» **Task details**
Please copy out every line in the records below that includes the word "been".

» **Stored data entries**
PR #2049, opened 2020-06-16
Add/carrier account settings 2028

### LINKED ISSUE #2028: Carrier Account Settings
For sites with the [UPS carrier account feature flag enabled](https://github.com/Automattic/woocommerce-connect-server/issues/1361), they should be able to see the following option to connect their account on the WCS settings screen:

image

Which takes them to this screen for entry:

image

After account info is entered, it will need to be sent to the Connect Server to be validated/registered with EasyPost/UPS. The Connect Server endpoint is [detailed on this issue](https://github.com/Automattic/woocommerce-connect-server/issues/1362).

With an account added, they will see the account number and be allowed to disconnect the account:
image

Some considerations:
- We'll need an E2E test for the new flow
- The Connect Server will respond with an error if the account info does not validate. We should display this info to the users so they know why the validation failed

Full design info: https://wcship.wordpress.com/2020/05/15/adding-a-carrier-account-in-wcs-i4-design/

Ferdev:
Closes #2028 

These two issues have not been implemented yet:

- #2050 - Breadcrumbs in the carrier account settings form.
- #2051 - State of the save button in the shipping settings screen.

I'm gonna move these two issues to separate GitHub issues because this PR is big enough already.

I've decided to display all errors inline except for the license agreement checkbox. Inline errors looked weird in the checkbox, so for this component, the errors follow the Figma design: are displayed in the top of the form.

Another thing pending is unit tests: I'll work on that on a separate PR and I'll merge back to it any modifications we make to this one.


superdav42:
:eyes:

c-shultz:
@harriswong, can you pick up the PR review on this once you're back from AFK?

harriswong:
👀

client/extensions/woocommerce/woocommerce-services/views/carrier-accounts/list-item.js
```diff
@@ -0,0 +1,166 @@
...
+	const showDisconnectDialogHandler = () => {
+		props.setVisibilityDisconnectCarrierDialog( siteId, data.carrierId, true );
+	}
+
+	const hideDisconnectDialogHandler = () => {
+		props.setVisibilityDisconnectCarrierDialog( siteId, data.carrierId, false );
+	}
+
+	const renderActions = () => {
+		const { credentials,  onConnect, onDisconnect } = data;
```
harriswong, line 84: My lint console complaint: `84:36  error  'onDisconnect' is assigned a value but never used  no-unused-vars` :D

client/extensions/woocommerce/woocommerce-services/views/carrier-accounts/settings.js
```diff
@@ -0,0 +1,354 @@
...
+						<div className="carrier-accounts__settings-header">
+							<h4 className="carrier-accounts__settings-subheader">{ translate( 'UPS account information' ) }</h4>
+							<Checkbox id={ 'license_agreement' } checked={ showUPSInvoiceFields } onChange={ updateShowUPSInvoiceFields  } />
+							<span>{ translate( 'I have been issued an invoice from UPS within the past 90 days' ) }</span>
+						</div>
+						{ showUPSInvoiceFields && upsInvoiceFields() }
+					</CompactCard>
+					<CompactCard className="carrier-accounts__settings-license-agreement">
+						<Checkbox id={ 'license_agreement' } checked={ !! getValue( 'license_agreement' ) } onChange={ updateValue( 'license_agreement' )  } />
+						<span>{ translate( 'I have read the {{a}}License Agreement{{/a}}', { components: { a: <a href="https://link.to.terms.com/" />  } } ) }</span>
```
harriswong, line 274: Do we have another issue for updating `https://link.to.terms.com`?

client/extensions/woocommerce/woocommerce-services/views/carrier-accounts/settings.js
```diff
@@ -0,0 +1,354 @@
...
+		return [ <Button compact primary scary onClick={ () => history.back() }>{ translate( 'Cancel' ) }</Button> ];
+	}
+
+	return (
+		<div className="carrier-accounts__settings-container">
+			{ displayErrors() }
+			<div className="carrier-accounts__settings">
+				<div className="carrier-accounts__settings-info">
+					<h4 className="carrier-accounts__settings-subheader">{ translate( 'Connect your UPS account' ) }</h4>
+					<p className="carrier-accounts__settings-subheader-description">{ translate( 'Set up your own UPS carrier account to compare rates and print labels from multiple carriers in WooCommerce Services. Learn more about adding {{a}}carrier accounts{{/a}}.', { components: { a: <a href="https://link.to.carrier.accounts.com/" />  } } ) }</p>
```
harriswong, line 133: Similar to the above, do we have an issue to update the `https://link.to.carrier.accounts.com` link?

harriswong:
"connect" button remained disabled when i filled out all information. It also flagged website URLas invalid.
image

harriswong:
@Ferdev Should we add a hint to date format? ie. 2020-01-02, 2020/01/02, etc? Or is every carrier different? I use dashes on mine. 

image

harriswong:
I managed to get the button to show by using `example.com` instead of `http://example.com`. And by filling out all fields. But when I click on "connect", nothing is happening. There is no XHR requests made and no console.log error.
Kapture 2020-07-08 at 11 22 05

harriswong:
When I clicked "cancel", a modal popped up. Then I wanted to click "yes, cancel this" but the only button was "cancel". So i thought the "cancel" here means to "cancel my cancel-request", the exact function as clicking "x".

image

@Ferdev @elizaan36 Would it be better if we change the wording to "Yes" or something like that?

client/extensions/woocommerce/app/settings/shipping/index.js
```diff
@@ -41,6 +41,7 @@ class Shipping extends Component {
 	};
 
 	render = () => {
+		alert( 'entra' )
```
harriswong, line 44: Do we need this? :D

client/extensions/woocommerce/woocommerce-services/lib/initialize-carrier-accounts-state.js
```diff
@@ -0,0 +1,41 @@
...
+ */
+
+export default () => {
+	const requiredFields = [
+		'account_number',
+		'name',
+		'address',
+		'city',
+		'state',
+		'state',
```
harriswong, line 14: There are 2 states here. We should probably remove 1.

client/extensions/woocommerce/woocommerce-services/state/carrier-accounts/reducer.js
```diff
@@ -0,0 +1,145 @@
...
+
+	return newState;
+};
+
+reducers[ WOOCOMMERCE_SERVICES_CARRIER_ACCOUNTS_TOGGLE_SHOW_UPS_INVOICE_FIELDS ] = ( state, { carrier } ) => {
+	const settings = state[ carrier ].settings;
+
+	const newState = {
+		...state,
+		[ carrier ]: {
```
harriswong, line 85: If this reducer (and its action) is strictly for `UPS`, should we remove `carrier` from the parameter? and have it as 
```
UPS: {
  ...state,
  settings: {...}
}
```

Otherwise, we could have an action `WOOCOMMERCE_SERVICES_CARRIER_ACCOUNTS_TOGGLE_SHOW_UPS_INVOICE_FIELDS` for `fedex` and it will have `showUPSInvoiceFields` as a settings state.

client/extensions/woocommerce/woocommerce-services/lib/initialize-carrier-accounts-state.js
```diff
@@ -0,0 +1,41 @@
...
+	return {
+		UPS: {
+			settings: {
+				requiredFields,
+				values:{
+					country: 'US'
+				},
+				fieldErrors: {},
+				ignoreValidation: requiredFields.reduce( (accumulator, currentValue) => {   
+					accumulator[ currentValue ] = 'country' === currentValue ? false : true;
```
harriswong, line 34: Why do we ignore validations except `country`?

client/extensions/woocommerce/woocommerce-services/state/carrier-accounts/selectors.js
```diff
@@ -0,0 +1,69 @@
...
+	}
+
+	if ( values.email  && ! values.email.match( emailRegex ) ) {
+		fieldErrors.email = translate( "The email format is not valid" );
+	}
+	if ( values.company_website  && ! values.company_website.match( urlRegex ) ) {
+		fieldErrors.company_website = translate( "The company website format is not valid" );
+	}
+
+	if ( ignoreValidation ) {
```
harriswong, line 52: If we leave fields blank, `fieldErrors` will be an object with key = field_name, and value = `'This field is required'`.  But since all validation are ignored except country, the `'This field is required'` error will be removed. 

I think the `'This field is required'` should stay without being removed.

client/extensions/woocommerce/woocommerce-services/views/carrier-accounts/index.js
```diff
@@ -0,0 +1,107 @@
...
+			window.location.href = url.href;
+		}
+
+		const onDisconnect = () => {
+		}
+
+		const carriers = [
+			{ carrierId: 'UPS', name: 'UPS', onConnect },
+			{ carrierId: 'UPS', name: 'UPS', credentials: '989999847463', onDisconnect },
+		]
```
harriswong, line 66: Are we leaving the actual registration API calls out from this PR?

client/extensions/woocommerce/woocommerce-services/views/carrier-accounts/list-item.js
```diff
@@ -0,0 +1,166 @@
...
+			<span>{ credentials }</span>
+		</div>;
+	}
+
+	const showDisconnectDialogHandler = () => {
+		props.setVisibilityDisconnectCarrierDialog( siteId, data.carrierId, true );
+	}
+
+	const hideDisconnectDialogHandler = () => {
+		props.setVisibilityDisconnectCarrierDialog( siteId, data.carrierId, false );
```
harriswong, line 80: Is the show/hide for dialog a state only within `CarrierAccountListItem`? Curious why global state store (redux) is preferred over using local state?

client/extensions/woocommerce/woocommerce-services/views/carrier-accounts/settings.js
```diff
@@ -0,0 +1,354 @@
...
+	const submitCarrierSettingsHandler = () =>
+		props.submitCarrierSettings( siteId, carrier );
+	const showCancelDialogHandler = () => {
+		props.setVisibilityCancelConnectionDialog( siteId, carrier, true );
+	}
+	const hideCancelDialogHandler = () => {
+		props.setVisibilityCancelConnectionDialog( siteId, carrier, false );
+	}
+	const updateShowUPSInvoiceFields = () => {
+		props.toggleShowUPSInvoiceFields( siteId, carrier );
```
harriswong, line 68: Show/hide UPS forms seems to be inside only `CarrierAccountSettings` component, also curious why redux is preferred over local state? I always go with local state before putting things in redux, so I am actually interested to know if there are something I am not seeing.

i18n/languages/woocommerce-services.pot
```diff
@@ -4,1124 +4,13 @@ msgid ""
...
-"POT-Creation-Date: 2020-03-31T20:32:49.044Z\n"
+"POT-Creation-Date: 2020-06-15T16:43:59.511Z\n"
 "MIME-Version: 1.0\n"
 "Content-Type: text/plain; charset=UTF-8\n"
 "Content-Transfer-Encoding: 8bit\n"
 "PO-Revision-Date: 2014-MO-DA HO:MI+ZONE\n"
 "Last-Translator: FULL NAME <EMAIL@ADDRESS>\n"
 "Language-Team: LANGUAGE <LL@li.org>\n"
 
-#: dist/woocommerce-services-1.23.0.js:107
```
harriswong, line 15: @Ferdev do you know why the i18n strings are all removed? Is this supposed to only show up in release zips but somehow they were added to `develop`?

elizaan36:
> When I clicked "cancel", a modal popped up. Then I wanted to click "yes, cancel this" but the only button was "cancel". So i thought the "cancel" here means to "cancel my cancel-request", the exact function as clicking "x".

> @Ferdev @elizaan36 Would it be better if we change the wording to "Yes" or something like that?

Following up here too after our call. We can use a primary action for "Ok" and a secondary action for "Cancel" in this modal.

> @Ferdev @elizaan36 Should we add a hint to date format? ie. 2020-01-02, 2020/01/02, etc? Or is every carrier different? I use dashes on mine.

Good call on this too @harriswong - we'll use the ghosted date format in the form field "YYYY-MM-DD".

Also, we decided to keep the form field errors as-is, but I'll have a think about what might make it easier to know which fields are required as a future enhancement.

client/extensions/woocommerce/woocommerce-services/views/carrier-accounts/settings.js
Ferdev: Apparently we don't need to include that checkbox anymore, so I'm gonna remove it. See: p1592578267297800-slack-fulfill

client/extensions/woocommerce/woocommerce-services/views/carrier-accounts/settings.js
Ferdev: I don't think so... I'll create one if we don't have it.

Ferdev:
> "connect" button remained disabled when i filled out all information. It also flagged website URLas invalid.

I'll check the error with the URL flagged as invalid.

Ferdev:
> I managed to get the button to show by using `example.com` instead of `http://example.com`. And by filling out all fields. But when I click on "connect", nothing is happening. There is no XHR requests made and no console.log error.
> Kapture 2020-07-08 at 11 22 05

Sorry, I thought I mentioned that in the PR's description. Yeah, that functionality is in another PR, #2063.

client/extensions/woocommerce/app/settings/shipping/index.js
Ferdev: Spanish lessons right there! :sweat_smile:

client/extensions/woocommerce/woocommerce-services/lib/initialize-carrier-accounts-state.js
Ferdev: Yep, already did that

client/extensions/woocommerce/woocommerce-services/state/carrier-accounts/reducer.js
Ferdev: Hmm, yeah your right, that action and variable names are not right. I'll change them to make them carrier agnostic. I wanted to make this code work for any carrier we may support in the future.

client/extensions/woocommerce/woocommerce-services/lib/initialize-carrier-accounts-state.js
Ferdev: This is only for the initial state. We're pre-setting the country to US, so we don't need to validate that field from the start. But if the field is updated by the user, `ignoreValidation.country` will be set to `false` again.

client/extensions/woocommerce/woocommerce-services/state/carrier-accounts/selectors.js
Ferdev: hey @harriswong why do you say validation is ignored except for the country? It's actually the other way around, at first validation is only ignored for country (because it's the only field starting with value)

» **Answer section**
These two issues have not been implemented yet:
+							<span>{ translate( 'I have been issued an invoice from UPS within the past 90 days' ) }</span>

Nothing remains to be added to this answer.